# Advitiya - a world for unique felines PbP RPG



## Mysticentity (Feb 5, 2011)

*


----------



## Hir (Feb 5, 2011)

noooooo


----------



## CerbrusNL (Feb 5, 2011)

Moving to lynx plox.


----------



## LizardKing (Feb 5, 2011)

Mysticentity said:


> K



I think that's possibly one of the worst ways to begin a sentence.

What the hell is PbP?


----------



## Mysticentity (Feb 6, 2011)

A play-by-post game (PbP) is an online text-based role-playing game  (RPG). This is a niche area of the online roleplaying community which  caters to both gamers and creative writers.


----------



## LizardKing (Feb 6, 2011)

Mysticentity said:


> A play-by-post game (PbP) is an online text-based role-playing game  (RPG).
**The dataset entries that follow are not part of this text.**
PR #9498, opened 2025-05-18
[v2] Add session id to user agent string

hssyoo:
This PR generates and appends a session id to the user agent string.

### Description
A session id is an identifier that represents an AWS CLI usage session (ie a specific task or logical grouping of tasks). It has the following properties:
- Hashed using a randomly generated host id, TTY path (if available), and timestamp
- A session id is reused from the cache if it has been less than 30 minutes since the id was last used

Session ids are cached in a SQLite database stored in the `session` table. An entry in the database consists of:
- `key`: Primary key that represents a cache key, which is a hash of the host id + TTY path
- `session_id`: The session id associated with a host id + TTY path
- `timestamp`: Most recent timestamp of the session id's usage

A single host id is generated using uuid4 and persisted in the `host_id` table. The primary key is always hardcoded to `0` to ensure there's only ever 1 host id that doesn't change.

A cached session id is considered to be expired if it has been at least 30 minutes since the associated timestamp. On every AWS CLI invocation, the cache is cleared by deleting all entries with timestamps < current timestamp - (60*30) seconds. The cleanup job is processed in a daemon thread that terminates as soon as the main CLI process terminates to prevent blocking on cleanup tasks.

When determining the session id, it first checks the cache.
- If cache hit, check if the timestamp is expired
  - If not expired, update only the timestamp and write it back to table
  - If expired, generate and update session id and timestamp and write it back to table
- If cache miss, generate a new session id and write it to table

The session id is appended to the user agent string under the `sid` prefix. eg:
```
sid/090bcefb7f7cd3a77d9db442e378c0e1
```

### Caveats
- Separating sessions between 30 minutes of inactivity is arbitrary and requires client code updates if we decide to adjust it. Future improvements could involve a smarter way to determine unique sessions, outside of relying on timestamps.
- TTY path is used to generate a session id because we want different screens to represent different sessions. There's not a reliable way to get something similar on Windows machines, so it'll only ever have 1 active session id at a time.

### Why SQLite over files?
Caching session data in files can lead to race conditions when multiple processes are writing/reading to/from the same files. We can work around this by either implementing cross-file locks or writing to temporary files and moving them, but both approaches add complexity to implementation.

SQLite offers atomic primitives off the shelf, along with a few useful features:
- Write-ahead logging for improved concurrency
- `INSERT OR REPLACEINTO` for simpler writes
- `DELETE .. WHERE` for bulk deletes


awscli/telemetry.py
```diff
@@ -0,0 +1,279 @@
...
+
+
+class CLISessionGenerator:
+    def generate_session_id(self, host_id, tty, timestamp):
+        return self._generate_md5_hash(host_id, tty, timestamp)
+
+    def generate_cache_key(self, host_id, tty):
+        return self._generate_md5_hash(host_id, tty)
+
+    def _generate_md5_hash(self, *args):
```
ashovlin: In light of https://github.com/aws/aws-cli/pull/9535 recently, should we use a different hash in case MD5 isn't available? Or at least use `botocore.compat.get_md5`?

awscli/telemetry.py
```diff
@@ -0,0 +1,279 @@
...
+        CLISessionDatabaseWriter(conn),
+        CLISessionDatabaseReader(conn),
+        CLISessionDatabaseSweeper(conn),
+    )
+
+
+def add_session_id_component_to_user_agent_extra(session, orchestrator=None):
+    cli_session_orchestrator = orchestrator or _get_cli_session_orchestrator()
+    add_component_to_user_agent_extra(
+        session, UserAgentComponent("sid", cli_session_orchestrator.session_id)
```
ashovlin: Reading the internal docs again, should this be `md/sid#<value>` instead? Not sure if individual tools should declare new "top-level" pairs like this.

ashovlin (dismissed):

awscli/telemetry.py
hssyoo: This was discussed with Balaji. We wanted to keep it short

awscli/telemetry.py
hssyoo: Addressed via https://github.com/aws/aws-cli/pull/9498/commits/e8f4732355169cb04de034abbba21f4975c2cc17

awscli/telemetry.py
```diff
@@ -0,0 +1,303 @@
...
+
+from awscli.compat import is_windows
+from awscli.utils import add_component_to_user_agent_extra
+
+_CACHE_DIR = Path.home() / '.aws' / 'cli' / 'cache'
+_DATABASE_FILENAME = 'session.db'
+_SESSION_LENGTH_SECONDS = 60 * 30
+_SESSION_ID_LENGTH = 12
+
+_CACHE_DIR.mkdir(parents=True, exist_ok=True)
```
aemous: Since this `mkdir` call is "guardless", it'll run each time it is imported in another class. Is there any better place to put it to ensure it's only run once per CLI command execution?

awscli/telemetry.py
```diff
@@ -0,0 +1,303 @@
...
+
+
+def _get_checksum():
+    hashlib_params = {"usedforsecurity": False}
+    try:
+        checksum = get_md5(**hashlib_params)
+    except MD5UnavailableError:
+        import hashlib
+
+        checksum = hashlib.sha256(**hashlib_params)
```
aemous, line 44: What if MD5 is initially unavailable, so we use SHA256 to compute checksums, then in a future invocation MD5 is available (maybe this is impossible within the same TTY?), so we'll use a different checksum, is this an edge case that would cause unexpected behavior? Would it ever cause overwriting the cache before the 30 minute expiration?

awscli/telemetry.py
```diff
@@ -0,0 +1,303 @@
...
+            check_same_thread=False,
+            isolation_level=None,
+        )
+        self._ensure_database_setup()
+
+    def execute(self, query, *parameters):
+        try:
+            return self._connection.execute(query, *parameters)
+        except sqlite3.OperationalError:
+            # Process timed out waiting for database lock.
```
aemous, line 92: non-blocking: What are the implications of returning an empty cursor here?  Would be nice for devs less familiar with sqlite to have that commented. I'm guessing writes to an empty cursor will result in no actual write? Is it worth logging this to debug logger?

awscli/telemetry.py
```diff
@@ -0,0 +1,303 @@
...
+        INSERT OR REPLACE INTO session (
+            key, session_id, timestamp
+        ) VALUES (?, ?, ?)
+    """
+
+    def __init__(self, connection):
+        self._connection = connection
+
+    def write(self, data):
+        self._connection.execute(
```
aemous, line 146: non-blocking: connection.execute creates a new cursor and calls execute on the cursor, and returns the cursor. Will we ever call write multiple times within the same CLI command? if so, consider storing the returned cursor, and reusing it in subsequent calls (if it's not empty) as a slight performance optimization

awscli/telemetry.py
```diff
@@ -0,0 +1,303 @@
...
+
+    def read(self, key):
+        cursor = self._connection.execute(self._READ_RECORD, (key,))
+        result = cursor.fetchone()
+        if result is None:
+            return
+        return CLISessionData(*result)
+
+    def read_host_id(self):
+        cursor = self._connection.execute(self._READ_HOST_ID)
```
aemous, line 179: Non-blocking: similar comment here, is it worth storing the cursor for subsequent calls?  (also applies to all places that connection.execute is called)

separately, what if the cursor returned is empty due to db being locked? Would this throw an error?

awscli/telemetry.py
```diff
@@ -0,0 +1,303 @@
...
+    def cache_key(self):
+        return self._generator.generate_cache_key(self._host_id, self._tty)
+
+    @cached_property
+    def _session_id(self):
+        return self._generator.generate_session_id(
+            self._host_id, self._tty, self._timestamp
+        )
+
+    @cached_property
```
aemous, line 237: Are there edge cases where session id would update in the middle of a single command execution? Maybe a command that takes over 30 mins to run? Since cached_property is used, this will always return the same value even if session id should be updated. Is this a concern?

awscli/telemetry.py
```diff
@@ -0,0 +1,303 @@
...
+            # Standard input was redirected to a pseudofile.
+            # This can happen when running tests on IDEs or
+            # running scripts with redirected input, etc.
+            return
+
+    @cached_property
+    def _host_id(self):
+        return self._reader.read_host_id()
+
+    @cached_property
```
aemous, line 275: Using cached property will return the same timestamp each time, is this intended? Would we ever request a session id multiple times in one command execution?

awscli/telemetry.py
```diff
@@ -0,0 +1,303 @@
...
+            orchestrator or _get_cli_session_orchestrator()
+        )
+        add_component_to_user_agent_extra(
+            session,
+            UserAgentComponent("sid", cli_session_orchestrator.session_id),
+        )
+    except Exception:
+        # Ideally, the AWS CLI should never throw if the session id
+        # can't be generated since it's not critical for users. Issues
+        # with session dada should instead be caught server-side.
```
aemous: Nit: is dada a typo here?

awscli/telemetry.py
```diff
@@ -0,0 +1,303 @@
...
+        CLISessionDatabaseReader(conn),
+        CLISessionDatabaseSweeper(conn),
+    )
+
+
+def add_session_id_component_to_user_agent_extra(session, orchestrator=None):
+    try:
+        cli_session_orchestrator = (
+            orchestrator or _get_cli_session_orchestrator()
+        )
```
aemous, line 302: Ah, so currently my comments on cached_property and reusing same value may not be relevant since we're adding the user agent to the botocore session once, and reusing that for each operation invoked in the command? Do we want to support theoretically updating the user agent between operations within the same command (e.g. for long-running customization commands, like s3 sync). In theory a sync can take an hour, and so a user can have 2 different session ids within that one command?

tests/functional/test_telemetry.py
```diff
@@ -0,0 +1,324 @@
...
+    session = MagicMock(Session)
+    session.user_agent_extra = ''
+    orchestrator = MagicMock(CLISessionOrchestrator)
+    orchestrator.session_id = 'my-session-id'
+    add_session_id_component_to_user_agent_extra(session, orchestrator)
+    assert session.user_agent_extra == 'sid/my-session-id'
+
+
+def test_entrypoint_catches_bare_exceptions():
+    class FakeOrchestrator(CLISessionOrchestrator):
```
aemous: non-blocking nit: is it worth using a Mock object here that throws Exception when session_id is called rather than defining a class?

awscli/telemetry.py
```diff
@@ -0,0 +1,303 @@
...
+        WHERE timestamp < ?
+    """
+
+    def __init__(self, connection):
+        self._connection = connection
+
+    def sweep(self, timestamp):
+        try:
+            self._connection.execute(self._DELETE_RECORDS, (timestamp,))
+        except Exception:
```
aemous, line 195: Can we catch the specific exceptions that SQLite guarantees can be thrown instead? If some other serious exception is occurring, maybe we want to know about it? Maybe at least worth a debug log entry?

awscli/telemetry.py
```diff
@@ -0,0 +1,303 @@
...
+def add_session_id_component_to_user_agent_extra(session, orchestrator=None):
+    try:
+        cli_session_orchestrator = (
+            orchestrator or _get_cli_session_orchestrator()
+        )
+        add_component_to_user_agent_extra(
+            session,
+            UserAgentComponent("sid", cli_session_orchestrator.session_id),
+        )
+    except Exception:
```
aemous, line 307: Can we scope this down to the specific exceptions guaranteed to be thrown by the functions called? Is a debug log entry worth it despite session id not being critical?

awscli/telemetry.py
hssyoo: Not too worried about this case. This fallback in primarily for handling FIPS-compliant environments where MD5 would never be allowed

awscli/telemetry.py
hssyoo: For the purpose of a user session, the session id should be the same for all requests from a single command

awscli/telemetry.py
hssyoo: See comment above

awscli/telemetry.py
hssyoo: That's a good consideration, but ultimately we want the same session id for single command. I also think there are performance considerations with re-calculating the session id between each request in a single command that aren't justified for capturing session ids

awscli/telemetry.py
hssyoo: This is a safeguard to ensure we never throw on session ids. I don't think we should add unnecessary risk by catching specific exceptions. I'm avoiding debug logs in this module because this is purely a server-side "feature" that should be completely transparent to users. ie There's nothing actionable for users if they see funny debug logs on their end

awscli/telemetry.py
hssyoo: Same as comment above

awscli/telemetry.py
hssyoo: Session ids are generated just once per command invocation

awscli/telemetry.py
hssyoo: Ah so the code's never writing to an empty cursor. All executions happen directly on a database connection, which returns a cursor object. For writes, the cursor object is effectively throw away after returning. For reads, the cursor object holds a pointer to the database records that can then be fetched. The empty cursor is being returned as a fallback so that when a downstream caller tries to read the returned cursor, we won't get an exception like "None object has no method blah"

awscli/telemetry.py
hssyoo: Hm good callout on potentially empty cursors. I don't think returning `None` or some default value makes sense here because that would generate a different session id.

Thinking about it more, this is a read query for a single record, so it should never acquire a blocking lock since Sqlite supports shared reads. The only time it may be blocked is when another process is writing/updating the record. I'm leaning towards first checking to see if the host_id table is empty before attempting to write a host id to it. This would ensure that the initial insert/ignore query only happens once, then all subsequent queries for the host_id table would be read-only, ensuring that a value is always returned. Thoughts?

awscli/telemetry.py
aemous: Ah, thanks for the clarification

tests/functional/test_telemetry.py
hssyoo: Addressed via https://github.com/aws/aws-cli/pull/9498/commits/6b8b905d2dd309924865d37f2d43fa4c36d30ab2

awscli/telemetry.py
hssyoo: Addressed via https://github.com/aws/aws-cli/pull/9498/commits/facdd6434eba407074bdb272bb4b1a2bd53f49e8

awscli/telemetry.py
hssyoo: Addressed via https://github.com/aws/aws-cli/pull/9498/commits/3cc0974e7f5f390fc81e2ecc4e1abb41af091d76

awscli/telemetry.py
hssyoo: Addressed via https://github.com/aws/aws-cli/pull/9498/commits/6daeaefa76ab8bfe9a6212b1e4263743079149ce

aemous: Nice, LGTM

This is a niche area of the online roleplaying community which  caters to both gamers and creative writers.


 
I'm still not sure what you mean. When you say play-by-post, is that literal post with paper and letterboxes or what?


----------



## Mysticentity (Feb 21, 2011)

LizardKing said:


> I'm still not sure what you mean. When you say play-by-post, is that literal post with paper and letterboxes or what?


 
Yea it is- totally ignore that online statement.
You mail your post off to the other person and build up this gigantic note! The goal is to get it so large that you have to eventually ship the roleplay in a box to the other person!


----------